About the time the CJ&M started maneuvering for the Tunnel Company the Pennsylvania Railroad began making overtures to the CL&N by way of a third party. The CL&N at first ignored these wanting to be bought out by the CJ&M. The price offered by the CJ&M was too low for the CL&N’s directors and they entertained the third party bid. There was a lot of speculation as to who the buyer was. It could have been the Cincinnati Hamilton and Dayton, Baltimore and Ohio, the Big Four, Ohio Southern, the Dayton, Lebanon and Cincinnati, the Miami and Cincinnati, Erie or the Pennsylvania. On May 7 the CL&N Superintendent made a formal announcement naming the Pennsylvania Railroad.
The Pennsylvania road left the CJ&M’s trackage agreement stand. In early 1897 the CJ&M was sold to a group headed by Senator Brice of Ohio for $1,000,000. It was reorganized under the name of Cincinnati Northern and retained ownership of the Deer Creek tunnel property and Court Street holding. In the spring of 1897 the Cincinnati Board of Public Affairs granted the CN a franchise for the old tunnel and the right to cross certain streets in the city. The company planned to locate a depot on the north side of Court Street just east of the CL&N station.

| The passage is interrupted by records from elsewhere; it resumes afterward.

Issue #45, opened 2024-07-18
is_optional would be more efficient as a variable template


jwakely:
https://github.com/beman-project/Optional26/blob/bfeb9080c0d9c501965ae857a1decf7ed74686f5/include/Beman/Optional26/optional.hpp#L237-L242

There seems to be no reason to prefer a class template to a variable template, it just makes it slower to compile. Why `decay_t` not `remove_cvref_t`? Or why do that at all? All uses of `is_optional` already use either `remove_cvref` or `decay` (which should be `remove_cvref` in all cases), except for the use in `optional<T&>::and_then` which is probably incorrect.

```c++
template <class T>
inline constexpr bool is_optional = false;
template <class T>
inline constexpr bool is_optional<optional<T>> = true;
```

steve-downey:
Testing the `static_assert`s moved up the priority list, too. It was ad-hoc, and therefore wrong.

Issue #44, opened 2024-07-18
in_place tag needs to be inline not static


jwakely:
https://github.com/beman-project/Optional26/blob/bfeb9080c0d9c501965ae857a1decf7ed74686f5/include/Beman/Optional26/optional.hpp#L200

This will cause ODR violations and problems with modules.

wusatosi:
Look like this should be closed as its already completed

Issue #43, opened 2024-07-18
Unnecessary default constructor overloading


jwakely:
https://github.com/beman-project/Optional26/blob/bfeb9080c0d9c501965ae857a1decf7ed74686f5/include/Beman/Optional26/optional.hpp#L325-L331

Is there any benefit to the defaulted constructor? Why define it twice? The default member-initializers mean it's never trivial, even if defined as defaulted.

Unless I'm missing something, it looks like this could be simply:

`constexpr optional() noexcept {}`

steve-downey:
I don't think there's a requirement for optional to be trivial, so I don't think that's it. It may have been an older compiler being unhappy. Will change and confirm in tests.

Issue #42, opened 2024-07-18
or_else(F&&) && should be constexpr


jwakely:
https://github.com/beman-project/Optional26/blob/bfeb9080c0d9c501965ae857a1decf7ed74686f5/include/Beman/Optional26/optional.hpp#L580

PR #47, opened 2024-07-22
Fix issues

steve-downey:


steve-downey:
Fixes in the primary template for issues #36 #37 #38 #29 #40 #41 #42 #43 #44

Plan to add fix for #45 also. 

Need to review the reference specialization for similar issues.

.github/workflows/ci.yml
```diff
@@ -16,6 +16,8 @@ jobs:
...
           # Note: clang-19 + Asan setup causes errors on some platforms. Temporary skip some checks via .asan_options.
           - {name: "Ubuntu Clang 19", os: ubuntu-24.04, toolchain: "clang-19", clang_version: 19, installed_clang_version: 17, cmake_args: "-G \"Ninja Multi-Config\" -DCMAKE_CONFIGURATION_TYPES=\"RelWithDebInfo;Asan\" ", asan_options: "new_delete_type_mismatch=0"}
+          - {name: "Ubuntu GCC 11", os: ubuntu-24.04, toolchain: "gcc-11",  cmake_args: "-G \"Ninja Multi-Config\" -DCMAKE_CONFIGURATION_TYPES=\"RelWithDebInfo;Asan\" "}
+          - {name: "Ubuntu GCC 12", os: ubuntu-24.04, toolchain: "gcc-12",  cmake_args: "-G \"Ninja Multi-Config\" -DCMAKE_CONFIGURATION_TYPES=\"RelWithDebInfo;Asan\" "}
           - {name: "Ubuntu GCC 13", os: ubuntu-24.04, toolchain: "gcc-13",  cmake_args: "-G \"Ninja Multi-Config\" -DCMAKE_CONFIGURATION_TYPES=\"RelWithDebInfo;Asan\" "}
           - {name: "Ubuntu GCC 14", os: ubuntu-24.04, toolchain: "gcc-14", cmake_args: "-G \"Ninja Multi-Config\" -DCMAKE_CONFIGURATION_TYPES=\"RelWithDebInfo;Asan\" "}
```
neatudarius, line 22: should we also add gcc-15 here?

include/Beman/Optional26/optional.hpp
```diff
@@ -546,38 +538,56 @@ class optional {
     template <class F>
     constexpr auto transform(F&& f) & {
         using U = std::invoke_result_t<F, T&>;
+        static_assert(!std::is_array_v<U>);
+        static_assert(!std::is_same_v<U, in_place_t>);
+        static_assert(!std::is_same_v<U, nullopt_t>);
+        //        static_assert(std::is_object_v<U>); /// References now allowed
```
neatudarius, line 544: reminder

.github/workflows/ci.yml
neatudarius, line 22: should we also add gcc-15 here?

src/Beman/Optional26/tests/optional_constexpr.t.cpp
```diff
@@ -0,0 +1,1744 @@
...
+TEST(OptionalConstexprTest, Constructors) {
+    constexpr beman::optional26::optional<int> i1;
+    constexpr beman::optional26::optional<int> i2{beman::optional26::nullopt};
+
+    constexpr int                              i  = 0;
+    constexpr beman::optional26::optional<int> i3 = i;
+    (void)i3;
+
+    constexpr beman::optional26::optional<empty> e1;
+    constexpr beman::optional26::optional<int>   e2{beman::optional26::nullopt};
```
neatudarius, line 47:
```suggestion
    constexpr beman::optional26::optional<empty>   e2{beman::optional26::nullopt};
```
?

src/Beman/Optional26/tests/optional_constexpr.t.cpp
```diff
@@ -0,0 +1,1744 @@
...
+#include <functional>
+#include <ranges>
+#include <tuple>
+
+#include <gtest/gtest.h>
+
+TEST(OptionalConstexprTest, TestGTest) { ASSERT_EQ(1, 1); }
+
+namespace {
+struct empty {};
```
neatudarius, line 15: Please check if you can use / extend types from `Beman/Beman.Optional26/src/Beman/Optional26/tests/test_types.hpp`.

I know this file is a copy of `optional.t.cpp`, but maybe we should do the updates for both files.

src/Beman/Optional26/tests/optional_constexpr.t.cpp
```diff
@@ -0,0 +1,1744 @@
...
+};
+
+struct derived : public base {
+    int j_;
+    constexpr derived() : base(0), j_(0) {}
+    constexpr derived(int i, int j) : base(i), j_(j) {}
+};
+} // namespace
+
+TEST(OptionalConstexprTest, Constructors) {
```
neatudarius, line 38: Can we reduce the duplication between optional.t.cpp and optional_constexpr.t.cpp?

src/Beman/Optional26/tests/optional_constexpr.t.cpp
```diff
@@ -0,0 +1,1744 @@
...
+    constexpr beman::optional26::optional<int> i1;
+    constexpr beman::optional26::optional<int> i2{beman::optional26::nullopt};
+
+    constexpr int                              i  = 0;
+    constexpr beman::optional26::optional<int> i3 = i;
+    (void)i3;
```
neatudarius, line 44: Should we use std::ignore ?

src/Beman/Optional26/tests/optional_constexpr.t.cpp
```diff
@@ -0,0 +1,1744 @@
...
+};
+} // namespace
+
+TEST(OptionalConstexprTest, NonDefaultConstruct) {
+    constexpr NoDefault                              i = 7;
+    constexpr beman::optional26::optional<NoDefault> v1{};
+    constexpr beman::optional26::optional<NoDefault> v2{i};
+}
+
+TEST(OptionalConstexprTest, Triviality) {
```
neatudarius, line 133: Can we reduce the duplication between optional.t.cpp and optional_constexpr.t.cpp?


Check https://gist.githubusercontent.com/neatudarius/1ded802e47996445ed4a731d10f7c4fc/raw/36448222892a0fe403ea39c5f0eb2c0dc89e9097/gistfile1.txt, e.g. `TEST(OptionalConstexprTest, Triviality) ` vs `TEST(OptionalTest, Triviality) `

steve-downey: Factoring out repeated nonce types is something we should definitely do. Testing constexpr  is tricky, though. You have to call it in a consteval context, and that doesn't necessarily tell you if the runtime evaluation is correct, because they can be effectively unrelated. 
X macros or preprocessor tricks? I don't have a good idea off-hand for the parallelism.

src/Beman/Optional26/tests/optional_constexpr.t.cpp
steve-downey: I'll check if it's available and working. Nicer than the (void) cast hack.

.github/workflows/ci.yml
steve-downey: I'm not sure where to get a good build for it? I build and install mine locally. 
The compiler testing PPA might work in this case. It can seriously destabilize a system by interfering with the production compiler and the next update, but this is a container that's being thrown away.

src/Beman/Optional26/tests/optional_constexpr.t.cpp
steve-downey: They diverge slightly, but there are a lot of Don't Repeat Yourself violations. 
Refactor as part of this commit, or follow on?

src/Beman/Optional26/tests/optional_constexpr.t.cpp
steve-downey: Probably want all of them. Not that the test is really interesting, but empty type constructed into an empty optional was intentional. I think.

include/Beman/Optional26/optional.hpp
steve-downey: It's the comment on the end that's important. This has to make it back into the optional<T&> paper as it's a change I hadn't realized needed to be made to the base template.

Although I've been thinking about it and it might need to be more complicated. It needs to be, I think now, either a reference -- to any type -- or an object that can be stored in the optional. 
std::is_reference_v<U> || std::is_object_v<U>

At least disjunction in a static_assert isn't expensive like in concept constraints.

src/Beman/Optional26/tests/optional_constexpr.t.cpp
```diff
@@ -0,0 +1,1744 @@
...
+    constexpr beman::optional26::optional<int> o1{4};
+    constexpr beman::optional26::optional<int> o2{42};
+    constexpr beman::optional26::optional<int> o3{};
+
+    //  SECTION("self simple")
+    {
+        {
+        constexpr auto b = !(o1 == o2);
+        EXPECT_TRUE(b);
+        }
```
steve-downey, line 349:
```C++
consteval auto constantify(auto expr){return expr;}
/// ...
EXPECT_TRUE(constantify(!(o1 == o2))
```
might be more readable, and a little less noise. At least less vertical space consumption for all these tests.

src/Beman/Optional26/tests/test_types.hpp
```diff
@@ -4,7 +4,9 @@
 #ifndef BEMAN_OPTIONAL26_TESTS_TEST_TYPES_HPP
 #define BEMAN_OPTIONAL26_TESTS_TEST_TYPES_HPP
 
-namespace beman::optional26::test {
+#include <compare>
+
+namespace beman::optional26::tests {
```
neatudarius, line 9: why longer name? :D

src/Beman/Optional26/tests/test_types.cpp
```diff
@@ -0,0 +1 @@
+#include <Beman/Optional26/tests/test_types.hpp>
```
neatudarius, line 1: Please add cpp header (2 lines).

src/Beman/Optional26/tests/optional_constexpr.t.cpp
neatudarius: Ok, we can defer this task.

src/Beman/Optional26/tests/optional_constexpr.t.cpp
neatudarius: As you prefer.

include/Beman/Optional26/optional.hpp
neatudarius: Then add a TODO inside the comment.

src/Beman/Optional26/tests/optional_ref.t.cpp
```diff
@@ -2,68 +2,53 @@
...
-    derived(int i, int j) : base(i), j_(j) {}
-};
-} // namespace
 
 TEST(OptionalRefTest, Constructors) {
     beman::optional26::optional<int&> i1;
     beman::optional26::optional<int&> i2{beman::optional26::nullopt};
-    (void)i1;
-    (void)i2;
+    std::ignore = i1;
```
neatudarius, line 15: Thanks for adding this!

src/Beman/Optional26/tests/optional_ref.t.cpp
```diff
@@ -568,3 +553,106 @@ TEST(OptionalRefTest, SwapNullIntializedWithValue) {
...
+    } else {
+        optional_base_ref.reset();
+    }
+    EXPECT_TRUE(optional_base_ref.has_value());
+
+    derived d2(2, 2);
+    engaged_derived = d2;
+    EXPECT_EQ(optional_base_ref.value().m_i, static_cast<base>(d2).m_i);
+
+    // delete the rvalue ref overload
```
neatudarius, line 617: Please add TODOs where not implemented yet to distinguish from dead code.

src/Beman/Optional26/tests/optional_ref.t.cpp
```diff
@@ -568,3 +553,106 @@ TEST(OptionalRefTest, SwapNullIntializedWithValue) {
...
+    beman::optional26::optional<derived> engaged_derived{d};
+
+    static_assert(std::is_constructible_v<const base&, derived>);
+
+    beman::optional26::optional<const base&> optional_base_const_ref{empty_derived};
+    EXPECT_FALSE(optional_base_const_ref.has_value());
+
+    beman::optional26::optional<const base&> optional_base_const_ref2{engaged_derived};
+    EXPECT_TRUE(optional_base_const_ref2.has_value());
+
```
neatudarius, line 657:
```suggestion
```

src/Beman/Optional26/tests/optional.t.cpp
```diff
@@ -854,338 +822,3 @@ TEST(ViewMaybeTest, RefBase) {
     }
     ASSERT_EQ(s, 9);
 }
-
-// TEST(ViewMaybeTest, MonadicAndThen) {
```
neatudarius, line 858: Thanks for split!

src/Beman/Optional26/tests/optional_constexpr.t.cpp
```diff
@@ -0,0 +1,1261 @@
...
+#include <Beman/Optional26/optional.hpp>
+#include <Beman/Optional26/tests/test_types.hpp>
+
+#include <functional>
+#include <ranges>
+#include <tuple>
+
+#include <gtest/gtest.h>
+
+TEST(OptionalConstexprTest, TestGTest) { ASSERT_EQ(1, 1); }
```
neatudarius, line 13: I don't know if we need to add this test in each file. Do you want to propose this as a convention?

src/Beman/Optional26/tests/optional_constexpr.t.cpp
```diff
@@ -0,0 +1,1261 @@
...
+        constexpr not_trivial_copy_assignable(int i) : i_(i) {}
+        constexpr not_trivial_copy_assignable(const not_trivial_copy_assignable&) = default;
+        constexpr not_trivial_copy_assignable& operator=(const not_trivial_copy_assignable& rhs) {
+            i_ = rhs.i_;
+            return *this;
+        }
+    };
+
+    /*
+      optional& operator=(const optional& rhs)
```
neatudarius, line 178: What do you think to always use `//` multi line comment?

src/Beman/Optional26/tests/optional_constexpr.t.cpp
```diff
@@ -0,0 +1,1261 @@
...
+    retval &= (std::get<1>(*o4) == 1);
+
+    constexpr beman::optional26::optional<takes_init_and_variadic> o6(beman::optional26::in_place, {0, 1}, 2, 3);
+    retval &= (o6->v0 == 0);
+    retval &= (std::get<0>(o6->t) == 2);
+    retval &= (std::get<1>(o6->t) == 3);
+    return retval;
+}
+
+auto consteval constify(auto expr) { return (expr); }
```
neatudarius, line 223: Please add docs for utility functions. Any reason not to move this in the test_type header?

src/Beman/Optional26/tests/optional_constexpr.t.cpp
```diff
@@ -0,0 +1,1261 @@
...
+
+    EXPECT_TRUE(constify(!o1));
+    EXPECT_TRUE(constify(!o2));
+    EXPECT_TRUE(constify(!o3));
+    EXPECT_TRUE(constify(!o4));
+
+    EXPECT_TRUE(!std::is_default_constructible<beman::optional26::nullopt_t>::value);
+}
+
+struct move_detector {
```
neatudarius, line 271: Same here : why is not int `test_types.h`?

src/Beman/Optional26/tests/optional_constexpr.t.cpp
```diff
@@ -0,0 +1,1261 @@
...
+    EXPECT_TRUE(success);
+    constexpr auto success2 = std::is_same<decltype(o3.value()), const int&>::value;
+    EXPECT_TRUE(success2);
+    constexpr auto success3 = std::is_same<decltype(std::move(o1).value()), const int&>::value;
+    EXPECT_TRUE(success3);
+
+}
+
+namespace {
+class Point
```
neatudarius, line 296: same for this. we may reuse the Point type in other `*.t.cpp` files.

src/Beman/Optional26/tests/optional_constexpr.t.cpp
```diff
@@ -0,0 +1,1261 @@
...
+            static_assert(b);
+        }
+    }
+    return true;
+}
+
+constexpr bool checkTestComparison = testComparisons();
+static_assert(checkTestComparison);
+
+TEST(OptionalConstexprTest, RangeTest) {
```
neatudarius, line 1118: Should this test be added at the end of optional_range_support.t.cpp file?

Also, I was expecting do have a constexpr function which creates 2 ranges, iterates over them and compute something, and check the result at compile time. is this mixt test useful/complete?

neatudarius (commented):
LGTM overall, check my current feedback:

src/Beman/Optional26/tests/optional_constexpr.t.cpp
steve-downey: It's actually a hold-over from the template I use where it's actually ASSERT_EQ(0,1) so I don't spend a lot of time working on tests that aren't being built or run. 

Deleting it would be fine once it's served its purpose. 

Adding a note to work out a lint check, on my long list.

src/Beman/Optional26/tests/optional_constexpr.t.cpp
steve-downey: That's fine with me.

src/Beman/Optional26/tests/optional_ref.t.cpp
steve-downey: ✔️

src/Beman/Optional26/tests/test_types.hpp
steve-downey: Matching the namespaces to the path name and include guard. It's not really important here, but an internal linter checks that canonical names of headers matches the namespaces used so that collisions and ambiguities are avoided.

src/Beman/Optional26/tests/optional_constexpr.t.cpp
neatudarius: Ok. let's keep it as it is.

src/Beman/Optional26/tests/test_types.hpp
neatudarius: cool. let's keep it

neatudarius (approved):
LGTM 👍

This never came to pass since the CN continued to use the CL&N to gain access to Cincinnati until it was bought by the CCC&StL in 1901. In 1902 the Cincinnati Northern trustees sold the tunnel property and about ten acres of land at the Court Street location to the CL&N for $237,700. This left the Deer Creek Valley pretty much under the control of the Pennsylvania Railroad.
Never again would another railroad try to gain entrance to Cincinnati via the Deer Creek Valley.